PR #5066, opened 2026-08-31
refactor(integration_tests): generalize WaitForSizeUpdate and rename wait constants to rapid

vipnydav:
### **Description**
1. Generalized [`WaitForSizeUpdate`](file:///usr/local/google/home/vipinydv/gcsfuse/tools/integration_tests/util/operations/operations.go#L83) parameter name from `isZonal bool` to `isUnfinalized bool` to represent unfinalized objects for both Zonal and Pirlo runs.
2. Renamed wait duration constants `WaitDurationAfterFlushZB` $\rightarrow$ `WaitDurationAfterFlushRapid` and `WaitDurationAfterCloseZB` $\rightarrow$ `WaitDurationAfterCloseRapid` in [`file_operations.go`](file:///usr/local/google/home/vipinydv/gcsfuse/tools/integration_tests/util/operations/file_operations.go#L56).
3. In `file_operations.go`, updated `CloseFiles`, `CloseFile`, and `CloseFileShouldNotThrowError` to pass `setup.IsZonalBucketRun()` since only Zonal leaves files unfinalized on close (Pirlo finalizes on close by default and does not need to sleep 1s).
4. In `storage_client.go` and `symlink_suites_test.go`, passed `wc.Append && !wc.FinalizeOnClose` to dynamically wait only when an unfinalized appendable object was actually created.
5. Updated `SyncFile` in `file_operations.go` and `reads_after_appends_test.go` to pass `setup.IsZonalBucketRun() || setup.IsPirloBucketRun()` for unfinalized flushes/appends.

### **Testing details**
1. Manual - Done
2. Unit tests - NA

### **Any backward incompatible change? If so, please explain.**
NA

### DIFF
--- a/tools/integration_tests/util/client/storage_client.go
+++ b/tools/integration_tests/util/client/storage_client.go
@@ -292,7 +292,7 @@ func CreateObjectWithOptions(ctx context.Context, client *storage.Client, object
 	if err := wc.Close(); err != nil {
 		return fmt.Errorf("wc.Close failed for object %q: %w", object, err)
 	}
-	operations.WaitForSizeUpdate(setup.IsZonalBucketRun(), operations.WaitDurationAfterCloseZB)
+	operations.WaitForSizeUpdate(wc.Append && !wc.FinalizeOnClose, operations.WaitDurationAfterCloseRapid)
 	return nil
 }
 
@@ -406,7 +406,7 @@ func UploadGcsObjectWithPreconditions(ctx context.Context, client *storage.Clien
 		if err := w.Close(); err != nil {
 			log.Printf("Failed to close GCS object gs://%s/%s: %v", bucketName, objectName, err)
 		}
-		operations.WaitForSizeUpdate(setup.IsZonalBucketRun(), operations.WaitDurationAfterCloseZB)
+		operations.WaitForSizeUpdate(w.Append && !w.FinalizeOnClose, operations.WaitDurationAfterCloseRapid)
 	}()
 
 	filePathToUpload := localPath
--- a/tools/integration_tests/util/client/storage_client.go
+++ b/tools/integration_tests/util/client/storage_client.go
@@ -292,7 +292,8 @@ func CreateObjectWithOptions(ctx context.Context, client *storage.Client, object
 	if err := wc.Close(); err != nil {
 		return fmt.Errorf("wc.Close failed for object %q: %w", object, err)
 	}
-	operations.WaitForSizeUpdate(wc.Append && !wc.FinalizeOnClose, operations.WaitDurationAfterCloseRapid)
+	isUnfinalizedObject := wc.Append && !wc.FinalizeOnClose
+	operations.WaitForSizeUpdate(isUnfinalizedObject, operations.WaitDurationAfterCloseRapid)
 	return nil
 }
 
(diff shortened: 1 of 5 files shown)


tools/integration_tests/util/operations/operations.go
```diff
@@ -80,9 +81,15 @@ func ExecuteGcloudCommand(command string) ([]byte, error) {
 }
 
 // WaitForSizeUpdate waits for a specified time duration to ensure that stat()
-// call returns correct size for unfinalized object.
-func WaitForSizeUpdate(isZonal bool, duration time.Duration) {
-	if isZonal {
+// call returns correct size for unfinalized object in zonal or pirlo bucket runs.
```
abhishek10004: Would there be tests in pirlo where we'd like to test stat instantly after write (when finalize-file-for-rapid is true)? Have you made sure that they're not calling this or how are we handling them?

vipnydav: Thanks for catching this!

I checked across `test_config.yaml` and noticed that for Pirlo, we only run with unfinalized objects on close (`--finalize-file-for-rapid=false`) in `rapid_operations`. In all other suites running on Pirlo, files are finalized on close by default.

I have updated the PR accordingly:
1. In `file_operations.go`, `CloseFile*` methods now only pass `setup.IsZonalBucketRun()`. This ensures that for all normal Pirlo runs, we don't introduce an unnecessary 1-second sleep on close, and tests asserting `stat` after close run with zero delay.
2. In `storage_client.go` and `symlink_suites_test.go`, we now check `wc.Append && !wc.FinalizeOnClose` to dynamically wait only when an unfinalized object was actually created.
3. `SyncFile` and `reads_after_appends_test.go` continue to wait for both Zonal and Pirlo (`setup.IsZonalBucketRun() || setup.IsPirloBucketRun()`) since object is still unfinalized.

tools/integration_tests/util/operations/file_operations.go
```diff
@@ -174,15 +174,15 @@ func CloseFiles(t *testing.T, files []*os.File) {
 		err := file.Close()
 		assert.NoError(t, err)
 	}
-	WaitForSizeUpdate(setup.IsZonalBucketRun(), WaitDurationAfterCloseZB)
+	WaitForSizeUpdate(setup.IsZonalBucketRun(), WaitDurationAfterCloseRapid)
```
abhishek10004, line 179: why are we not using "setup.IsZonalBucketRun() || setup.IsPirloBucketRun()" here?

tools/integration_tests/util/client/storage_client.go
```diff
@@ -292,7 +292,7 @@ func CreateObjectWithOptions(ctx context.Context, client *storage.Client, object
 	if err := wc.Close(); err != nil {
 		return fmt.Errorf("wc.Close failed for object %q: %w", object, err)
 	}
-	operations.WaitForSizeUpdate(setup.IsZonalBucketRun(), operations.WaitDurationAfterCloseZB)
+	operations.WaitForSizeUpdate(wc.Append && !wc.FinalizeOnClose, operations.WaitDurationAfterCloseRapid)
```
abhishek10004: it's fine to be more verbose in tests for better readability. Think if creating a separate properly named variable would be better here

tools/integration_tests/util/operations/file_operations.go
vipnydav: Stale metadata is only returned for unfinalized objects. Since we are closing the writer here rather than just syncing it, the object will be finalized (for pirlo, 'finalize on close' is the default behavior). Because the object is finalized, it will immediately return the correct size, so we don't need to wait. We only need to handle unfinalized pirlo objects in the `rapid_operations` package, and this method isn't used there.

tools/integration_tests/util/client/storage_client.go
vipnydav: Agreed.

tools/integration_tests/util/operations/file_operations.go
abhishek10004: maybe add a comment to change the condition (to add wait for pirlo) if this is used in future for pirlo. Same for CloseFileShouldNotThrowError

abhishek10004 (dismissed):
LGTM. Left a minor comment.

tools/integration_tests/util/operations/file_operations.go
vipnydav: Added.

abhishek10004 (approved):
LGTM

### Task directions
All lines from the opening of the listing above through the line that contains "and Pirlo runs." should be given again exactly, and nothing more.

### Solution to the problem
PR #5066, opened 2026-08-31
refactor(integration_tests): generalize WaitForSizeUpdate and rename wait constants to rapid

vipnydav:
### **Description**
1. Generalized [`WaitForSizeUpdate`](file:///usr/local/google/home/vipinydv/gcsfuse/tools/integration_tests/util/operations/operations.go#L83) parameter name from `isZonal bool` to `isUnfinalized bool` to represent unfinalized objects for both Zonal and Pirlo runs.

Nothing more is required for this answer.